PR #1720, opened 2024-07-03
feat(C++): String detection is performed using SIMD techniques

### LINKED ISSUE #313: [C++] String encoding detection by SIMD
We've supported string ascii check using jdk8 unsafe superword in #90. But the simd string encoding check is not implemented in c++.

Add simd string encoding check by SIMD by using [simdutf](https://github.com/simdutf/simdutf)

## Additional context
https://github.com/simdjson/simdjson and it's paper https://arxiv.org/pdf/1902.08318.pdf use SIMD to speed up parsing.

pandalee99:
## What does this PR do?
ref: https://arxiv.org/pdf/1902.08318.pdf
ref: https://github.com/simdutf/simdutf
I learned about the related simd technology, as well as this paper and project implementation.
Using SIMD technique for string detection.
First, I need to implement the logic and complete the latin character detection
``` c++
// Baseline implementation
bool isLatin_Baseline(const std::string& str) {
    for (char c : str) {
        if (static_cast<unsigned char>(c) >= 128) {
            return false;
        }
    }
    return true;
}
```
image
Then, I tried to use SSE2 to speed it up, which is obviously a little bit faster, the logic is to read multiple characters at once and then do the bit arithmetic
Obviously, there was a speed boost, but I didn't think it was enough, so I tried it again with AVX2
image
I think in terms of efficiency, it's already much faster than before. 
But how do you prove that it's also logically true?
I added test samples to verify

``` C++
TEST(StringUtilTest, TestIsLatinLogic)
```

Finally, I ran the test
image
done.

## Related issues
Closes #313 

### DIFF
--- a/cpp/fury/util/string_util.h
+++ b/cpp/fury/util/string_util.h
@@ -26,7 +26,6 @@ namespace fury {
     bool isLatin_Baseline(const std::string& str);
     bool isLatin_AVX2(const std::string& str);
     bool isLatin_SSE2(const std::string& str);
-    bool isLatin_AVX2_vpshufb(const std::string& str);
     std::string generateRandomString(size_t length);
 
 }
--- a/cpp/fury/util/string_util.h
+++ b/cpp/fury/util/string_util.h
@@ -1,0 +1,130 @@
+/*
+ * Licensed to the Apache Software Foundation (ASF) under one
+ * or more contributor license agreements.  See the NOTICE file
+ * distributed with this work for additional information
+ * regarding copyright ownership.  The ASF licenses this file
+ * to you under the Apache License, Version 2.0 (the
+ * "License"); you may not use this file except in compliance
+ * with the License.  You may obtain a copy of the License at
+ *
+ *   http://www.apache.org/licenses/LICENSE-2.0
+ *
+ * Unless required by applicable law or agreed to in writing,
+ * software distributed under the License is distributed on an
+ * "AS IS" BASIS, WITHOUT WARRANTIES OR CONDITIONS OF ANY
+ * KIND, either express or implied.  See the License for the
+ * specific language governing permissions and limitations
+ * under the License.
+ */
+
+#include "string_util.h"
+#include <immintrin.h> // AVX2 header
+#include <emmintrin.h> // SSE2 header
+#include <random>
+
+namespace fury {
+
+    bool isLatin_AVX2(const std::string& str) {
+        const char* data = str.data();
+        size_t len = str.size();
+
+        // Process 32 characters at a time with AVX2
+        size_t i = 0;
+        __m256i latin_mask = _mm256_set1_epi8(0x80);
+        for (; i + 32 <= len; i += 32) {
+            __m256i chars = _mm256_loadu_si256(reinterpret_cast<const __m256i*>(data + i));
+            __m256i result = _mm256_and_si256(chars, latin_mask);
+            if (!_mm256_testz_si256(result, result)) {
+                return false;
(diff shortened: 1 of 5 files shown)


pandalee99:
@chaokunyang can u help me review this pr?

pandalee99:
@chaokunyang can u help me see this problem? 
image
this seems to be a CI error

chaokunyang:
image
Seems this test has an compilation error

cpp/fury/util/string_util_test.cc
```diff
@@ -0,0 +1,95 @@
...
+                           end_time - start_time)
+                           .count();
+  std::cout << "SSE2 Running Time: " << duration_sse2 << " ns" << std::endl;
+  EXPECT_TRUE(result_sse2);
+}
+
+// TEST Logic
+TEST(StringUtilTest, TestIsLatinLogic) {
+
+  EXPECT_TRUE(isLatin_AVX2("Fury"));
```
chaokunyang, line 66: AVX2 doesn't exists for ARM based CPU, could we make this work on ARM by using some macro check

pandalee99: thanks!

cpp/fury/util/string_util.h
```diff
@@ -0,0 +1,33 @@
...
+#include <string>
+
+namespace fury {
+
+bool isLatin_Baseline(const std::string &str);
+bool isLatin_AVX2(const std::string &str);
+bool isLatin_SSE2(const std::string &str);
+bool isLatin_NEON(const std::string &str);
+bool isLatin_RISCV(const std::string &str);
+std::string generateRandomString(size_t length);
```
chaokunyang, line 31: Could we add a method which select implementation based the macro. Otherwise, how do know which method should be invoked?

cpp/fury/util/string_util_test.cc
```diff
@@ -0,0 +1,84 @@
...
+
+#include "string_util.h"
+#include <chrono>
+#include <gtest/gtest.h>
+#include <iostream>
+
+namespace fury {
+
+#if defined(__x86_64__) || defined(_M_X64)
+bool isLatin(const std::string &str) { return isLatin_AVX2(str); }
```
chaokunyang, line 28: this should be moved into string_util.h

PragmaTwice:
I'm wondering if we can add a benchmark into the codebase via https://github.com/google/benchmark.

cpp/fury/util/string_util.h
```diff
@@ -0,0 +1,33 @@
...
+
+#include <string>
+
+namespace fury {
+
+bool isLatin_Baseline(const std::string &str);
+bool isLatin_AVX2(const std::string &str);
+bool isLatin_SSE2(const std::string &str);
+bool isLatin_NEON(const std::string &str);
+bool isLatin_RISCV(const std::string &str);
```
PragmaTwice, line 30: Could we detect the platform automatically and provide a `isLatin` that can select the suitable implementation?

pandalee99: I get it

cpp/fury/util/string_util.h
pandalee99: I get it

pandalee99:
Of course, we can add benchmark, but the change of this pr is relatively small. If we need to add benchmark, we can build the basic framework in another pr, how about that?
For this pr I added Fury log to express the increased efficiency.
image

chaokunyang (approved):
LGTM

PR #1725, opened 2024-07-08
build: update scala build

pjfanning:
* sbt 1.10.0
* scalatest 3.2.19
* scala 2.13.14
* add Apache Snapshot Repo resolver so you don't need to build the Java jars, the build can get them from the snapshot repo


chaokunyang (approved):
LGTM

Issue #1735, opened 2024-07-17
FR: Only serialize annotated fields


Frotty:
## Is your feature request related to a problem? Please describe.
I want to move an existing project to fury, but right now data fields in classes are marked with an annotation. Fury only supports not de-/serializing transient fields, but it's not convenient to mark a majority of fields as transient.

## Describe the solution you'd like
I would like there to be an annotation that allows me to mark only the fields of a class that should be de-/serialized.

## Additional context
This was discussed @chaokunyang in https://www.reddit.com/r/java/comments/1cll68f/comment/ld3suns/?context=3 and he is generally supportive. However, there seems to be no real guide for me to start implementing this. Perhaps someone else can do it in a shorter amount of time.

urlyy:
@chaokunyang I'm interested in this issue. However , as it's my first time delving into the Java version of Fury, I'm not quite sure if my approach is correct. By using DEBUG, I've traced the code and found a method which obtains the list of fields of the object being serialized, this `descriptorMap` ultimately also participates in serializer codegen. Here is already a check on the `Ignore` annotation; I need to modify the logic.
Do you have some advice? To be honest I don't know if it's enough to modify this method , maybe I should explore more.

![image](https://github.com/user-attachments/assets/e466c7f8-dbf5-4fbc-8622-37bf4d507f14)

Frotty:
Cool, would be nice to see this implemented. I suppose there must be a configuration or mode, or annotation on the class itself, to switch the fury behavior to only serialize marked fields. Otherwise, might be quite straightforward. Currently, the annotation is `@Exposed` but I don't really care about the name.

chaokunyang:
The implementation should not be complex, but the naming is an issue. This is a public API, how do we name this annotation?

Pil0tXia:
Good job. Might we consider this issue as completed?

Frotty:
I wasn't able to test it yet, when will it be available in a release?

chaokunyang:
> I wasn't able to test it yet, when will it be available in a release?

You can use snapshot jar for test. A release jar will be released by the end of this week

PR #1751, opened 2024-07-22
feat(java): Add 'Expose' annotation to support "only de/serialize annotated fields"

urlyy:
## What does this PR do?
Add `Expose` annotation to support "only de/serialize annotated fields"

## Related issues
#1735 

## Benchmark
N/A

### DIFF
--- a/java/fury-core/src/main/java/org/apache/fury/annotation/Expose.java
+++ b/java/fury-core/src/main/java/org/apache/fury/annotation/Expose.java
@@ -27,4 +27,4 @@ import java.lang.annotation.Target;
 /** Only fields with this annotation are permitted for de/serialization. */
 @Retention(RetentionPolicy.RUNTIME)
 @Target(ElementType.FIELD)
-public @interface Exposed {}
+public @interface Expose {}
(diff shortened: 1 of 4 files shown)


urlyy:
@chaokunyang I have already modified the code style according to the output of `mvn checkstyle:check`, but it still did not pass the GitHub Actions check. Can you help me identify the reason?

chaokunyang:
image

You need to format code by `mvn spotless:apply`

chaokunyang:
The code looks good, but I have concerns about the annotation name. This is the hard one. We have many choices such as `Expose`/`SerializeField`/`FuryField`/`Include`/`FuryInclude`. I'm not sure which is better

chaokunyang:
I think we can name it as `Expose`, and in future we can add more advanced annotation like:
```java
@interface Include {
  String[] fieldsNames();
}

@interface Exclude {
  String[] fieldsNames();
}

@Include(fieldsNames={"f1"})
class Foo {
  inf f1;
  bool f2;
}

@Exclude(fieldsNames={"f2"})
class Foo {
  inf f1;
  bool f2;
}
```

chaokunyang (approved):
LGTM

━━━━

What is being asked
All lines of the data that hold "implementation" need to be copied.

Response area
I learned about the related simd technology, as well as this paper and project implementation.
// Baseline implementation
chaokunyang, line 31: Could we add a method which select implementation based the macro. Otherwise, how do know which method should be invoked?
PragmaTwice, line 30: Could we detect the platform automatically and provide a `isLatin` that can select the suitable implementation?
The implementation should not be complex, but the naming is an issue. This is a public API, how do we name this annotation?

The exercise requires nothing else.